## MATERIAL SHOWN:
PR #1573, opened 2025-03-17
Fix a zoom issue in emulated desktop mode on Android

muodov:
**Asana Task/Github Issue:** 
https://app.asana.com/1/137249556945/project/1206777341262243/task/1207691440660873?focus=true

## Description

Fix an issue with emulated desktop mode on Adnroid. This affects instagram.com.

## Testing Steps

- 

## Checklist

*Please tick all that apply:*


injected/src/features/web-compat.js
```diff
@@ -719,6 +719,8 @@ export class WebCompat extends ContentFeature {
             // Race condition: depending on the loading state of the page, initial scale may or may not be respected, so the page may look zoomed-in after applying this hack.
             // Usually this is just an annoyance, but it may be a bigger issue if user-scalable=no is set, so we remove it too.
             forcedValues['user-scalable'] = 'yes';
+            // make sure you can zoom out to see the whole page. See https://app.asana.com/1/137249556945/project/1206777341262243/task/1207691440660873
+            forcedValues['minimum-scale'] = 0;
```
jonathanKingston, line 723: Asking not telling, should this apply in the !viewportTag case?

muodov: It doesn't really matter if the viewport tag is absent: the default value is `0.1`, and in all reasonable scenarios it should be less than the `initial-scale` we calculate above.

jonathanKingston: Can we limit this to when there's an initial scale set by the site? and/or optionally make this remotely configurable?

I agree there _should_ be no impact here, however I know we've had surprises here before.

jonathanKingston (approved):

PR #1606, opened 2025-03-31
Expand patching changes

jonathanKingston:
**Asana Task/Github Issue:** https://app.asana.com/0/481882893211075/1209844047592403/f

## Description

Adds support for more conditional matching. See tech design linked for more detailed explanation.

## Testing Steps

- Ensure that existing features aren't broken by this change; namely element-hiding.

## Checklist

*Please tick all that apply:*


injected/src/config-feature.js
```diff
@@ -41,26 +42,72 @@ export default class ConfigFeature {
...
         const domains = this._getFeatureSettings()?.[featureKeyName] || [];
         return domains.filter((rule) => {
-            if (Array.isArray(rule.domain)) {
-                return rule.domain.some((domainRule) => {
-                    return matchHostname(domain, domainRule);
-                });
-            }
-            return matchHostname(domain, rule.domain);
+            // Support shorthand for domain matching for backwards compatibility
+            return this.matchConditionalChanges(rule.condition || { domain: rule.domain });
```
dbajpeyi, line 55: Could these be totally separate functions?

injected/src/config-feature.js
```diff
@@ -41,26 +42,72 @@ export default class ConfigFeature {
...
+
+    /**
+     * Takes a conditional block and returns true if it applies.
+     * All conditions must be met to return true.
+     * @param {ConditionBlock} conditionBlock
+     * @returns {boolean}
+     */
+    matchConditionalChanges(conditionBlock) {
+        for (const key in conditionBlock) {
+            switch (key) {
```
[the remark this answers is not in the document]
jonathanKingston: I restructured to be a for loop checking an array of conditions, similar to this suggestion based on our call.

injected/src/config-feature.js
jonathanKingston: Split out to flatten to support it turning into an array of conditions as we discussed :)

injected/src/utils.js
```diff
@@ -118,31 +118,40 @@ export function hasThirdPartyOrigin(scriptOrigins) {
...
+export function getTabUrl() {
+    let framingURLString = null;
     try {
         // @ts-expect-error - globalThis.top is possibly 'null' here
-        framingOrigin = globalThis.top.location.href;
+        framingURLString = globalThis.top.location.href;
     } catch {
-        framingOrigin = globalThis.document.referrer;
+        framingURLString = globalThis.document.referrer;
     }
```
jonathanKingston, line 131: I think if we don't have a framingURLString we should do the ancestorOrigins check here. But to note; this won't have a path.

jonathanKingston:
Remote config changes here: https://github.com/duckduckgo/privacy-configuration/pull/2992

This validates this new structure even if we're not going to use it immediately.

injected/src/utils.js
dbajpeyi: I guess we have this check already!

injected/src/utils.js
```diff
@@ -126,31 +126,54 @@ export function hasThirdPartyOrigin(scriptOrigins) {
...
 
+    let framingURL;
     try {
-        // @ts-expect-error - framingOrigin is possibly 'null' here
-        framingOrigin = new URL(framingOrigin).hostname;
+        framingURL = new URL(framingURLString);
     } catch {
-        framingOrigin = null;
+        framingURL = null;
+    }
```
dbajpeyi, line 153: Can't we just reduce this whole block to:

```
let framingURL;
    try {
        const url = framingURLString ?? getTopLevelOriginFromFrameAncestors();
        framingURL = new URL(url);
    } catch {
        framingURL = null;
    }
```

Haven't tried it, but should be equivalent?

dbajpeyi: I just think it reads better.

dbajpeyi: And discussed on MM: can we do tests for this part?

jonathanKingston: yeah added some test cases, doing integration ones would be pretty painful would rather avoid.

I simplified the logic but differently.

dbajpeyi (approved):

## TASK OBJECTIVE:
Return the full listing. Keep each line exactly as it stands.

## SOLUTION:
PR #1573, opened 2025-03-17
Fix a zoom issue in emulated desktop mode on Android

muodov:
**Asana Task/Github Issue:** 
https://app.asana.com/1/137249556945/project/1206777341262243/task/1207691440660873?focus=true

## Description

Fix an issue with emulated desktop mode on Adnroid. This affects instagram.com.

## Testing Steps

- 

## Checklist

*Please tick all that apply:*


injected/src/features/web-compat.js
```diff
@@ -719,6 +719,8 @@ export class WebCompat extends ContentFeature {
             // Race condition: depending on the loading state of the page, initial scale may or may not be respected, so the page may look zoomed-in after applying this hack.
             // Usually this is just an annoyance, but it may be a bigger issue if user-scalable=no is set, so we remove it too.
             forcedValues['user-scalable'] = 'yes';
+            // make sure you can zoom out to see the whole page. See https://app.asana.com/1/137249556945/project/1206777341262243/task/1207691440660873
+            forcedValues['minimum-scale'] = 0;
```
jonathanKingston, line 723: Asking not telling, should this apply in the !viewportTag case?

muodov: It doesn't really matter if the viewport tag is absent: the default value is `0.1`, and in all reasonable scenarios it should be less than the `initial-scale` we calculate above.

jonathanKingston: Can we limit this to when there's an initial scale set by the site? and/or optionally make this remotely configurable?

I agree there _should_ be no impact here, however I know we've had surprises here before.

jonathanKingston (approved):

PR #1606, opened 2025-03-31
Expand patching changes

jonathanKingston:
**Asana Task/Github Issue:** https://app.asana.com/0/481882893211075/1209844047592403/f

## Description

Adds support for more conditional matching. See tech design linked for more detailed explanation.

## Testing Steps

- Ensure that existing features aren't broken by this change; namely element-hiding.

## Checklist

*Please tick all that apply:*


injected/src/config-feature.js
```diff
@@ -41,26 +42,72 @@ export default class ConfigFeature {
...
         const domains = this._getFeatureSettings()?.[featureKeyName] || [];
         return domains.filter((rule) => {
-            if (Array.isArray(rule.domain)) {
-                return rule.domain.some((domainRule) => {
-                    return matchHostname(domain, domainRule);
-                });
-            }
-            return matchHostname(domain, rule.domain);
+            // Support shorthand for domain matching for backwards compatibility
+            return this.matchConditionalChanges(rule.condition || { domain: rule.domain });
```
dbajpeyi, line 55: Could these be totally separate functions?

injected/src/config-feature.js
```diff
@@ -41,26 +42,72 @@ export default class ConfigFeature {
...
+
+    /**
+     * Takes a conditional block and returns true if it applies.
+     * All conditions must be met to return true.
+     * @param {ConditionBlock} conditionBlock
+     * @returns {boolean}
+     */
+    matchConditionalChanges(conditionBlock) {
+        for (const key in conditionBlock) {
+            switch (key) {
```
[the remark this answers is not in the document]
jonathanKingston: I restructured to be a for loop checking an array of conditions, similar to this suggestion based on our call.

injected/src/config-feature.js
jonathanKingston: Split out to flatten to support it turning into an array of conditions as we discussed :)

injected/src/utils.js
```diff
@@ -118,31 +118,40 @@ export function hasThirdPartyOrigin(scriptOrigins) {
...
+export function getTabUrl() {
+    let framingURLString = null;
     try {
         // @ts-expect-error - globalThis.top is possibly 'null' here
-        framingOrigin = globalThis.top.location.href;
+        framingURLString = globalThis.top.location.href;
     } catch {
-        framingOrigin = globalThis.document.referrer;
+        framingURLString = globalThis.document.referrer;
     }
```
jonathanKingston, line 131: I think if we don't have a framingURLString we should do the ancestorOrigins check here. But to note; this won't have a path.

jonathanKingston:
Remote config changes here: https://github.com/duckduckgo/privacy-configuration/pull/2992

This validates this new structure even if we're not going to use it immediately.

injected/src/utils.js
dbajpeyi: I guess we have this check already!

injected/src/utils.js
```diff
@@ -126,31 +126,54 @@ export function hasThirdPartyOrigin(scriptOrigins) {
...
 
+    let framingURL;
     try {
-        // @ts-expect-error - framingOrigin is possibly 'null' here
-        framingOrigin = new URL(framingOrigin).hostname;
+        framingURL = new URL(framingURLString);
     } catch {
-        framingOrigin = null;
+        framingURL = null;
+    }
```
dbajpeyi, line 153: Can't we just reduce this whole block to:

```
let framingURL;
    try {
        const url = framingURLString ?? getTopLevelOriginFromFrameAncestors();
        framingURL = new URL(url);
    } catch {
        framingURL = null;
    }
```

Haven't tried it, but should be equivalent?

dbajpeyi: I just think it reads better.

dbajpeyi: And discussed on MM: can we do tests for this part?

jonathanKingston: yeah added some test cases, doing integration ones would be pretty painful would rather avoid.

I simplified the logic but differently.

dbajpeyi (approved):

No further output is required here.